**EXERCISE**
Every line of the entries with the word "getMaxDecodedKeyValueParameters" in it should be shown.

**MATERIAL SHOWN**
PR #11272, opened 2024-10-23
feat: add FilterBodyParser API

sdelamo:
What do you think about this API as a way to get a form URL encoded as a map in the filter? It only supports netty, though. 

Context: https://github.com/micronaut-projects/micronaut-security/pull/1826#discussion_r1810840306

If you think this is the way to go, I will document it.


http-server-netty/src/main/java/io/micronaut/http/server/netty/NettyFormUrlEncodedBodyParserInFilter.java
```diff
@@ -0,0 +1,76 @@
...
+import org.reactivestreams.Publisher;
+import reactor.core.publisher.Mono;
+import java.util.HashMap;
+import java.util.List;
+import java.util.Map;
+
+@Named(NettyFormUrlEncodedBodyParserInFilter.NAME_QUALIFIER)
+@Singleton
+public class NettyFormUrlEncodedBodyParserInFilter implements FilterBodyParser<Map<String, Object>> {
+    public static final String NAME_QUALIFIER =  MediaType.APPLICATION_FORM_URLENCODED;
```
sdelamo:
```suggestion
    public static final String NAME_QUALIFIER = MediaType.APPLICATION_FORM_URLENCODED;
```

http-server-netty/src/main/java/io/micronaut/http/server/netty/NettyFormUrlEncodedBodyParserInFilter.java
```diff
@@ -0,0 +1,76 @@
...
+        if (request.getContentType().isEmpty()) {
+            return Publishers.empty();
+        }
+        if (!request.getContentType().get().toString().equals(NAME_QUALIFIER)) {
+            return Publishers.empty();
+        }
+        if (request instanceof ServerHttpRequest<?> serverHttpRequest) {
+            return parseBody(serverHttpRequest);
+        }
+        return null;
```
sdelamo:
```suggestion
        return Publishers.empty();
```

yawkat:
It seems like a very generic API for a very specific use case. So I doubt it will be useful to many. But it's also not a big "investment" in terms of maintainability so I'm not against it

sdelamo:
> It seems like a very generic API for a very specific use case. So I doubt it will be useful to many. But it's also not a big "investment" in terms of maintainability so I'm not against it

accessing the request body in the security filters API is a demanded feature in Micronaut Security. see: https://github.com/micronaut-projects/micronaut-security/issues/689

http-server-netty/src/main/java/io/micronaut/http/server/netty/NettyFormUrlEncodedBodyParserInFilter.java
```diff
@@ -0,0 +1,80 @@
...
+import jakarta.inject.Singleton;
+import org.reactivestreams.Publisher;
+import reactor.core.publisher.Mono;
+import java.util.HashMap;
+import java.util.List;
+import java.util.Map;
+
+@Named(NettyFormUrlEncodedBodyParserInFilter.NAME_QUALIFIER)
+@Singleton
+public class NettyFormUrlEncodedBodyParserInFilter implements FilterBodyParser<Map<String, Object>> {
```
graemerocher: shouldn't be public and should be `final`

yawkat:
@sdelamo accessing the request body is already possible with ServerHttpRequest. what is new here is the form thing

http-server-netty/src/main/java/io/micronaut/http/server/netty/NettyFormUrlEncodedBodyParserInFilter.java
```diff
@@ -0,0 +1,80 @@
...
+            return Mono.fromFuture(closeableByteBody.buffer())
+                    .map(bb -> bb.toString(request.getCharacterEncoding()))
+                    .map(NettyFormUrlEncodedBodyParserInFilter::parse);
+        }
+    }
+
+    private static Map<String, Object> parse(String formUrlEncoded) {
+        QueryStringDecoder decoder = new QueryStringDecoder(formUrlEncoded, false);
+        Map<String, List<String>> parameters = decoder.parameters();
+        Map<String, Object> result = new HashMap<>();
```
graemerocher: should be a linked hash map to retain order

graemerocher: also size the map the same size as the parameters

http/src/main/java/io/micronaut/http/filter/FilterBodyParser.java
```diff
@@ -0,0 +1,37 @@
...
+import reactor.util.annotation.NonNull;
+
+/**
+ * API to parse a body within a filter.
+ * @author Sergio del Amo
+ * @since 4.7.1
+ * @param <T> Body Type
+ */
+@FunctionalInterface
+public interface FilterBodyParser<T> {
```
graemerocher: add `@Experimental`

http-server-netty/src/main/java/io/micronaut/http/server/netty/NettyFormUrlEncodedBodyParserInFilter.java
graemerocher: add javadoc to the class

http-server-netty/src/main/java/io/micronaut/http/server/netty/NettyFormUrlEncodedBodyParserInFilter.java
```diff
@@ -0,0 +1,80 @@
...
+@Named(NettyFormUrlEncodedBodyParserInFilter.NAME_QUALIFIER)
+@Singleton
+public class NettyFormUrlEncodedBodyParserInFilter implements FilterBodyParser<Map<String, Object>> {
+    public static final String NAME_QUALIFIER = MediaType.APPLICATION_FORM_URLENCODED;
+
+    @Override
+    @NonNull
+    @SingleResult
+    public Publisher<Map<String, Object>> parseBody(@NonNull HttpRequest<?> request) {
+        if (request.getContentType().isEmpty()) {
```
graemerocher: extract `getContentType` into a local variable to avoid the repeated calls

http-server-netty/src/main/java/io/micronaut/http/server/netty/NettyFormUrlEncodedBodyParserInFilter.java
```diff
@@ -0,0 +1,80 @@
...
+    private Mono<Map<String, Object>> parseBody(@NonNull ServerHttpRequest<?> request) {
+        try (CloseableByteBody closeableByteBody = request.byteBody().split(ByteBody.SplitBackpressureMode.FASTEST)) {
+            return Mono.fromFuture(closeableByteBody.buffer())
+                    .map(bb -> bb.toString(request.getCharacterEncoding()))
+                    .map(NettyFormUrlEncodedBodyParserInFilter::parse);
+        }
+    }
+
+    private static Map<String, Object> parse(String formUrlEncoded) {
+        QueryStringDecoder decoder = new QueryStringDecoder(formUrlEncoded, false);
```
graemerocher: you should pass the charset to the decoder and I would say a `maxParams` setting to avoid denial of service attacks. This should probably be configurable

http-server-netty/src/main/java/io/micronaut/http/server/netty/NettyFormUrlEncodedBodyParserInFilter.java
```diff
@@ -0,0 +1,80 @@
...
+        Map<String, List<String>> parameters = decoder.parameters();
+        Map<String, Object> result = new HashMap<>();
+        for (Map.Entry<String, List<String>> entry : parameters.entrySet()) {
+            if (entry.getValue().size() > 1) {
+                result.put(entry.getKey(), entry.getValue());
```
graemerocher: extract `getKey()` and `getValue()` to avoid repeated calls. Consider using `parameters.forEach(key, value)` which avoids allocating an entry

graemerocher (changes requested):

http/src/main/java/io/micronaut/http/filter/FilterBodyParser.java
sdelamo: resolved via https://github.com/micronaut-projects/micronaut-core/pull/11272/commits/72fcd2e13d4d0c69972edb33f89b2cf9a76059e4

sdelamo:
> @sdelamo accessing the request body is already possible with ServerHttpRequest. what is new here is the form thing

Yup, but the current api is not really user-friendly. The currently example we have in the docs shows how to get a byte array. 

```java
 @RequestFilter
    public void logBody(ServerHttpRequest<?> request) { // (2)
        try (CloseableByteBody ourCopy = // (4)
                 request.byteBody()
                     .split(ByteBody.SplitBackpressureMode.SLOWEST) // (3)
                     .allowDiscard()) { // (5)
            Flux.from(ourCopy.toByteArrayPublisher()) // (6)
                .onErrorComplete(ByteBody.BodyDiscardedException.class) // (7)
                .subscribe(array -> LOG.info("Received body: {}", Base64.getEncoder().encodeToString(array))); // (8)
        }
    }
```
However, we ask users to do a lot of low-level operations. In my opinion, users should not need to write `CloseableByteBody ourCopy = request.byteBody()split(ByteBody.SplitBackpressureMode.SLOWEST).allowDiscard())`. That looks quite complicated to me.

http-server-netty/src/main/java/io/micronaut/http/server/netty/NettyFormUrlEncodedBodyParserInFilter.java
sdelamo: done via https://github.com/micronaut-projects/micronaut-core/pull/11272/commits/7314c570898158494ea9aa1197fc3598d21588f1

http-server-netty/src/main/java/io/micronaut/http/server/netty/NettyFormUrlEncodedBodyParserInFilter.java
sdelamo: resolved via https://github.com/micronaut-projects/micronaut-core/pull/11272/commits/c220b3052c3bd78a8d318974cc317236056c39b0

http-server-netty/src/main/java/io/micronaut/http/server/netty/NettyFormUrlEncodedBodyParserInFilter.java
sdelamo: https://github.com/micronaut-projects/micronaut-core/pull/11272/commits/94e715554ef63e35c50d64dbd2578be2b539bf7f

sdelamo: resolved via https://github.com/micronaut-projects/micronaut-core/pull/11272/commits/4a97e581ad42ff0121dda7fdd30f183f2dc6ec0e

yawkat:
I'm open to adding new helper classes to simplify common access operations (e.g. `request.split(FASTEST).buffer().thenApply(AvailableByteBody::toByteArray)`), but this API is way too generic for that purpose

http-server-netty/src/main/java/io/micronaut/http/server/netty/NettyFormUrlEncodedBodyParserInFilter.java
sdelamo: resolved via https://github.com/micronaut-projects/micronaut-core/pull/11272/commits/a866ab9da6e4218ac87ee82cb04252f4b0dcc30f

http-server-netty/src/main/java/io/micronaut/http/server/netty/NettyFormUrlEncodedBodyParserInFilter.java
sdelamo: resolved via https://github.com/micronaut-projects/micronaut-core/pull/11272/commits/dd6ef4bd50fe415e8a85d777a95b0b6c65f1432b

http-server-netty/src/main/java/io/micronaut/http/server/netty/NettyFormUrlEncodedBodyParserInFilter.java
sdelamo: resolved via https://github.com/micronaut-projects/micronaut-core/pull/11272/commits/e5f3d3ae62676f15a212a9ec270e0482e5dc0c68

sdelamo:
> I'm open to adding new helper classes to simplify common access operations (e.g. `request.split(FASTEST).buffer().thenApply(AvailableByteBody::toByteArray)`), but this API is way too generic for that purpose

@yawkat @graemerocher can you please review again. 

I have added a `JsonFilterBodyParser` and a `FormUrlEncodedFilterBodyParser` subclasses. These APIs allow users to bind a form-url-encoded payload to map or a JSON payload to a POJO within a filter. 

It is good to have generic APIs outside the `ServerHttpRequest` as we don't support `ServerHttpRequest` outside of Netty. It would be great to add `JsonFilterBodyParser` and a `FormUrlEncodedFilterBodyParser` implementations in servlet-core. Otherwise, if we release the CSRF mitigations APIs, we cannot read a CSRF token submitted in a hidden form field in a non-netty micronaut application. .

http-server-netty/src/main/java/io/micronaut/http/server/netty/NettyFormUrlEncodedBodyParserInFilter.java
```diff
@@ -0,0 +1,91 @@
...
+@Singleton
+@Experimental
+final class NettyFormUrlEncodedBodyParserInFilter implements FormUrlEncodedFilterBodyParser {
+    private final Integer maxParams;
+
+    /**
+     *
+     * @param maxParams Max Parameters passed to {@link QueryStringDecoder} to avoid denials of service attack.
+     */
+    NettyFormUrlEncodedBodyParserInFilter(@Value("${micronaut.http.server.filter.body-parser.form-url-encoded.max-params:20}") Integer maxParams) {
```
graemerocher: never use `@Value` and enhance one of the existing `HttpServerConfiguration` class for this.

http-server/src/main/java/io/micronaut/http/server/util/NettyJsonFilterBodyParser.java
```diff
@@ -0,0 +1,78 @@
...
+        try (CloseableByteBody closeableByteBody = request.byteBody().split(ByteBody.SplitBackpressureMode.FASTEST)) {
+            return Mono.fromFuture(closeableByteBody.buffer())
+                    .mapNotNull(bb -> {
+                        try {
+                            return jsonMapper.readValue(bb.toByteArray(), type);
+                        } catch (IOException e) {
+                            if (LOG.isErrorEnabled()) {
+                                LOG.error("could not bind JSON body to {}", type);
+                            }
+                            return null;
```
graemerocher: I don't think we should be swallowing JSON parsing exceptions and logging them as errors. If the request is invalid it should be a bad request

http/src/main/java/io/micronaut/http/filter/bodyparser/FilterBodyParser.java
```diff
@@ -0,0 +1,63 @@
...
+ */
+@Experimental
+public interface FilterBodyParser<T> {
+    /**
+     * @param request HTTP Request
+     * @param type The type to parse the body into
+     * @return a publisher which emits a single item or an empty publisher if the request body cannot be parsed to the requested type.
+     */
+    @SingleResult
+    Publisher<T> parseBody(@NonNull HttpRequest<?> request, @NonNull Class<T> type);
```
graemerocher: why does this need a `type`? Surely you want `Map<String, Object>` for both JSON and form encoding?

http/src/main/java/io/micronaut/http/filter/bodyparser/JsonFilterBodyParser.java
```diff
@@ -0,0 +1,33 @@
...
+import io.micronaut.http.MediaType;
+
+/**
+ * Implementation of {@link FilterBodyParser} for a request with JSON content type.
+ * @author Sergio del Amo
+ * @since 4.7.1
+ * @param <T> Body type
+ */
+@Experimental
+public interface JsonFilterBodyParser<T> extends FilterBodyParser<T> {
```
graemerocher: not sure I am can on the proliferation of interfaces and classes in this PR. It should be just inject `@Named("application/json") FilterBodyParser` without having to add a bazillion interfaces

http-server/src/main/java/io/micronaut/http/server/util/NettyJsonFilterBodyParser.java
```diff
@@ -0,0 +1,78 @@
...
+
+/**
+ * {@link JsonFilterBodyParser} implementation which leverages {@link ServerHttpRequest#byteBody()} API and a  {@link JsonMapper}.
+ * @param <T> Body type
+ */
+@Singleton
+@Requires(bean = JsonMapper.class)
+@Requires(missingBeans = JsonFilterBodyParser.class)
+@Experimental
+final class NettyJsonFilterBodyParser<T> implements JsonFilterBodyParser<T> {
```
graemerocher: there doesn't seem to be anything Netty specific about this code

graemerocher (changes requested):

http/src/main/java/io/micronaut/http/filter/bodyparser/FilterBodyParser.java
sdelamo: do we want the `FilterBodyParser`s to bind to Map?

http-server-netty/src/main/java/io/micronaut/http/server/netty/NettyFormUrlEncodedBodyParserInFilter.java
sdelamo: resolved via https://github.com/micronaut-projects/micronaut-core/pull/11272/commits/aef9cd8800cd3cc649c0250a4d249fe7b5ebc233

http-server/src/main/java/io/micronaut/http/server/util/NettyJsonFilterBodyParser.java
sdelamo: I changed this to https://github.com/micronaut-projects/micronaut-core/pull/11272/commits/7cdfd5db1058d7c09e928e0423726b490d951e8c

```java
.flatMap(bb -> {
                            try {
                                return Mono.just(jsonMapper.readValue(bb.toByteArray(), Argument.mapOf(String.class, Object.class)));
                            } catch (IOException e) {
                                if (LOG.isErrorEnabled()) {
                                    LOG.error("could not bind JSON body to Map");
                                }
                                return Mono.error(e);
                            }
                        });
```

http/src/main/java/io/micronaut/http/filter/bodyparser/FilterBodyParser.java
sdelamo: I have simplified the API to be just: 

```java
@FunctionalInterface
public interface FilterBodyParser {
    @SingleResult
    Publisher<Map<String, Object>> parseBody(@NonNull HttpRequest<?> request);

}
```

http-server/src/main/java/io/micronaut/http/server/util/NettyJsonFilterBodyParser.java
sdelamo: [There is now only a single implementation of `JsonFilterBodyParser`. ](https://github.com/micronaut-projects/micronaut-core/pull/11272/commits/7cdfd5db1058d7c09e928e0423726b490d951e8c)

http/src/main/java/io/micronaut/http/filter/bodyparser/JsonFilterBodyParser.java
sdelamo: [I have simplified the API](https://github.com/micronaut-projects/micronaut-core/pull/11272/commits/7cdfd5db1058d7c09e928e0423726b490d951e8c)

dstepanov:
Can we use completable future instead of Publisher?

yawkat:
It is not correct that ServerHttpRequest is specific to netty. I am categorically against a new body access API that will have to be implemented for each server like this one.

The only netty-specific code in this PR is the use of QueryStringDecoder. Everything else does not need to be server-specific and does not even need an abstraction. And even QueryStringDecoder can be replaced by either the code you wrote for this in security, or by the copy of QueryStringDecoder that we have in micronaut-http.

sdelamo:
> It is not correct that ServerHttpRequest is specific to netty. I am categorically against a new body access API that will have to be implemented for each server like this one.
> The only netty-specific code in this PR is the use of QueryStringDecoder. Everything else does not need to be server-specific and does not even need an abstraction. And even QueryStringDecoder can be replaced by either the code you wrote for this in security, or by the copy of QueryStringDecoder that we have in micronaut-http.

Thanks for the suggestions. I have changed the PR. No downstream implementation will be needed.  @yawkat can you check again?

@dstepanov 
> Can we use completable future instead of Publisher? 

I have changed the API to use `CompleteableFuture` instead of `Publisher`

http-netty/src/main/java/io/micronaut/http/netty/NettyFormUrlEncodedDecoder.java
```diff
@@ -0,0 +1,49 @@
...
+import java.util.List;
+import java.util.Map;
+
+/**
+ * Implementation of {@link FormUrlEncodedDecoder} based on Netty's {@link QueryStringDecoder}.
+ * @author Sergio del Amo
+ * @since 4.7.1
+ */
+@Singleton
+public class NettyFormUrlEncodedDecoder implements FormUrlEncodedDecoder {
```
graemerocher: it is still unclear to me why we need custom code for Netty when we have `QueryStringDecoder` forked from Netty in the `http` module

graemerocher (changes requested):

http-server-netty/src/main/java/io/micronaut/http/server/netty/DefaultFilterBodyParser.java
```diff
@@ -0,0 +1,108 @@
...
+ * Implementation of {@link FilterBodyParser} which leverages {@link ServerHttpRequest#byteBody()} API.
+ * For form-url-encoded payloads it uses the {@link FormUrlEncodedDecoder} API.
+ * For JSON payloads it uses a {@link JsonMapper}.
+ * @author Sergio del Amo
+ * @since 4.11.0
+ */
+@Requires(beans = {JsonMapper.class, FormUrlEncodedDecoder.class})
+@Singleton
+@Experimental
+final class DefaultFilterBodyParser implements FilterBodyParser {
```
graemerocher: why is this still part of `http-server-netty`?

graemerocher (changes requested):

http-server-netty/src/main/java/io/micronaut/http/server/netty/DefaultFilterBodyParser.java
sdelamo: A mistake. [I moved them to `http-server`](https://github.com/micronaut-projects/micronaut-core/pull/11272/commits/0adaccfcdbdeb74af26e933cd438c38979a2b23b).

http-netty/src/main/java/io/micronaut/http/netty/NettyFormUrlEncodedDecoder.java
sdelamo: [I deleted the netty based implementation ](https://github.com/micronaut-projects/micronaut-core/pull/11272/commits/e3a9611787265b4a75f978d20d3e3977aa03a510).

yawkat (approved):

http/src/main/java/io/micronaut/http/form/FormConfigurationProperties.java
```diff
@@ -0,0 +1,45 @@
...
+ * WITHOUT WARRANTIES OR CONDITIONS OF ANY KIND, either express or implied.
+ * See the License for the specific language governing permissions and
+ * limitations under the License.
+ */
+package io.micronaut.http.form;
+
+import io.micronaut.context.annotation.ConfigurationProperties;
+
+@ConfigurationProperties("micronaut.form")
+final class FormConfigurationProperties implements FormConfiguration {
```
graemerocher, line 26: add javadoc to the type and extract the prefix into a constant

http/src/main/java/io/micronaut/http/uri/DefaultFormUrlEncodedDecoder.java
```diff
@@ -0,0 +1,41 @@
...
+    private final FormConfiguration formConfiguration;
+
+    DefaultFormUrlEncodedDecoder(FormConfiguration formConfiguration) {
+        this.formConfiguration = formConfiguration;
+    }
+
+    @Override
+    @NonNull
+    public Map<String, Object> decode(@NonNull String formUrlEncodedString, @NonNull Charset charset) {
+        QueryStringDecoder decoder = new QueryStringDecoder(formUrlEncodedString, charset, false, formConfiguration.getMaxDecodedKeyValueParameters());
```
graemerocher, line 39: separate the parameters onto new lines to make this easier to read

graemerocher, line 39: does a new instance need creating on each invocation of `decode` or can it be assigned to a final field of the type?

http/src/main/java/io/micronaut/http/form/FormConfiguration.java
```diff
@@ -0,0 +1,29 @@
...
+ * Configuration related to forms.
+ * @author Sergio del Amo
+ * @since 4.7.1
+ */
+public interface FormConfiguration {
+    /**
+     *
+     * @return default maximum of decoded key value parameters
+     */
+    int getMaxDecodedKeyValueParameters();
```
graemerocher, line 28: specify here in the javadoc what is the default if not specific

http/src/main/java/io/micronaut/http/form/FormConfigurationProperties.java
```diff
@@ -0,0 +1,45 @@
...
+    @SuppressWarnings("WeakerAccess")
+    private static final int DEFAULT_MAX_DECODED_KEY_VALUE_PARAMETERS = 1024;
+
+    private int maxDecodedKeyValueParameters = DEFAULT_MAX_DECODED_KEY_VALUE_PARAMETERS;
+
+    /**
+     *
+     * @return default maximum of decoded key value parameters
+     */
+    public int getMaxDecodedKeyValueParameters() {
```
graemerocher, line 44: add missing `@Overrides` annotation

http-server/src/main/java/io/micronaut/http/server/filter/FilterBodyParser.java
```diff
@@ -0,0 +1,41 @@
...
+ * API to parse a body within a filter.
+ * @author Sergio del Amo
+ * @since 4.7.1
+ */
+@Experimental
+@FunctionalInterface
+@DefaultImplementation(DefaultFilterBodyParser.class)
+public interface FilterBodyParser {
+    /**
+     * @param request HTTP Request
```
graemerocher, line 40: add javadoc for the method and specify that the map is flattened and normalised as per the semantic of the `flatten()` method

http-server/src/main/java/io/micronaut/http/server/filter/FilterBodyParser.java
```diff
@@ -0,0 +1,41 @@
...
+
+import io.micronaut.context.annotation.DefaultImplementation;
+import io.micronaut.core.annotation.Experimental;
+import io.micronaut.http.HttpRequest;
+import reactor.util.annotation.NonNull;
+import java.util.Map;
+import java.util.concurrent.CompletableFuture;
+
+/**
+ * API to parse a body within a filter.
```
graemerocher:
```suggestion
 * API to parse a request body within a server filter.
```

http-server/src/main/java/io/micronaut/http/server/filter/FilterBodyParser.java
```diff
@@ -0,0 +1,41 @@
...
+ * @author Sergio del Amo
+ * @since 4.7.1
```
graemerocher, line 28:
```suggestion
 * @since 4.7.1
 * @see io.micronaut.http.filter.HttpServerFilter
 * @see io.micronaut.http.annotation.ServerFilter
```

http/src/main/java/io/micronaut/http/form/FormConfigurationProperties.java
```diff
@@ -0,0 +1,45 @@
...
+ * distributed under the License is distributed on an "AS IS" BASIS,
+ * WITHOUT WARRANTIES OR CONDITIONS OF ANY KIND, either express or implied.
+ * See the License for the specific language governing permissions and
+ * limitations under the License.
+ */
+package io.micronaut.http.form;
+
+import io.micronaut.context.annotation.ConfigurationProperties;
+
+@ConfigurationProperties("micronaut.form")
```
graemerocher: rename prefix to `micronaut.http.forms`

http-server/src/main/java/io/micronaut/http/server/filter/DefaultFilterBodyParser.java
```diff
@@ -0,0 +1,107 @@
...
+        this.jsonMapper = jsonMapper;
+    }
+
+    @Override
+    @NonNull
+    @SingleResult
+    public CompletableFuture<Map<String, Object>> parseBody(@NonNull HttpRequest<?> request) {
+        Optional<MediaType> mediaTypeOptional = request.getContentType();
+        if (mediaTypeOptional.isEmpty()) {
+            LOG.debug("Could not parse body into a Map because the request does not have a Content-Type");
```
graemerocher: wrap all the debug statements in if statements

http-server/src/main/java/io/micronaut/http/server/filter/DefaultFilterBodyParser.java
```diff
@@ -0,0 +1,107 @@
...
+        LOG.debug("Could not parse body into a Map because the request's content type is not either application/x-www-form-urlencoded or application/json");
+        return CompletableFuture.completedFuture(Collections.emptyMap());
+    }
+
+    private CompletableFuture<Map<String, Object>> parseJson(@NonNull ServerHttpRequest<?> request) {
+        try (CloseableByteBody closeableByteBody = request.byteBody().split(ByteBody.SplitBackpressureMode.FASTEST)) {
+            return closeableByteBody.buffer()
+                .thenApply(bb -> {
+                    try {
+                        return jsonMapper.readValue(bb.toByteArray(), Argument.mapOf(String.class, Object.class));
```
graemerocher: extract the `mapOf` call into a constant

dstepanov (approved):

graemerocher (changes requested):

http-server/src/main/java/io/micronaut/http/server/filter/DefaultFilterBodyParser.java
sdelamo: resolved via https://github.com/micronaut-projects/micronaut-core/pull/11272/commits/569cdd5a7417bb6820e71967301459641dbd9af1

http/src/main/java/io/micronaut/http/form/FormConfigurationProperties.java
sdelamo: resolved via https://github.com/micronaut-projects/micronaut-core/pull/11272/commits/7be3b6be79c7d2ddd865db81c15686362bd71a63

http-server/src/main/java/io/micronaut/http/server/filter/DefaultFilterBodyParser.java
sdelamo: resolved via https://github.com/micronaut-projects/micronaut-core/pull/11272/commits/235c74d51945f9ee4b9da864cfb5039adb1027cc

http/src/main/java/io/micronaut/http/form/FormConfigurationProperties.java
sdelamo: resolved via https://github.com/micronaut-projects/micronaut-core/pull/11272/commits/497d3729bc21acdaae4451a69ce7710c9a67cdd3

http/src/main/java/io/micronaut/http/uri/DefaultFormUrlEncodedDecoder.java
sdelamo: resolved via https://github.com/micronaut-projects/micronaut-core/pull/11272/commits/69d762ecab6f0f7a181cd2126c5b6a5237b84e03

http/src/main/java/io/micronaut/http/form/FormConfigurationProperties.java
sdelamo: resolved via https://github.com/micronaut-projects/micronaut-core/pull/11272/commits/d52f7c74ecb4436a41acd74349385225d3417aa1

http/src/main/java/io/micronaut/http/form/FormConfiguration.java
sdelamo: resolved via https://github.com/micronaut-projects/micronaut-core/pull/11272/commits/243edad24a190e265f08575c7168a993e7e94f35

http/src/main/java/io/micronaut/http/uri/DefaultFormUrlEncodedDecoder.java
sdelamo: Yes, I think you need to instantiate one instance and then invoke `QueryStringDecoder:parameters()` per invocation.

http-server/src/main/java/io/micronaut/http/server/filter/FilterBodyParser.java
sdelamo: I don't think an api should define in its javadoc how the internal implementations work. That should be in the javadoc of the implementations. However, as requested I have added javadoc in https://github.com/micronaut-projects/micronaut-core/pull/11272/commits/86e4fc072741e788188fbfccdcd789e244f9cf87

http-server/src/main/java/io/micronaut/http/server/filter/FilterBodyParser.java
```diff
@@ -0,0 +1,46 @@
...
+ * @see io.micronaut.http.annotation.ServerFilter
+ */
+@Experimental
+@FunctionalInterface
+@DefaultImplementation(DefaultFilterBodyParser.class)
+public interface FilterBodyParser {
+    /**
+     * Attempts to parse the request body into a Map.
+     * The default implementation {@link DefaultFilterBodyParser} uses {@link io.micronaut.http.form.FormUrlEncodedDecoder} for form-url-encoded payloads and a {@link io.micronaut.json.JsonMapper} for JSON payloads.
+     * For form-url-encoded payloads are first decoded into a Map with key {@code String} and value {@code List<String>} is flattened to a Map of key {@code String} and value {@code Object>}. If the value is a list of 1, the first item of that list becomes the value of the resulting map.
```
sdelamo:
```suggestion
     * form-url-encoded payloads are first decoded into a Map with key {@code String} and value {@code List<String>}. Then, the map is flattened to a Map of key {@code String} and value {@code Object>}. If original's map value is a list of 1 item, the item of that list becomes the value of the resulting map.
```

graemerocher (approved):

**THE COMPLETED TASK**
+        QueryStringDecoder decoder = new QueryStringDecoder(formUrlEncodedString, charset, false, formConfiguration.getMaxDecodedKeyValueParameters());
+    int getMaxDecodedKeyValueParameters();
+    public int getMaxDecodedKeyValueParameters() {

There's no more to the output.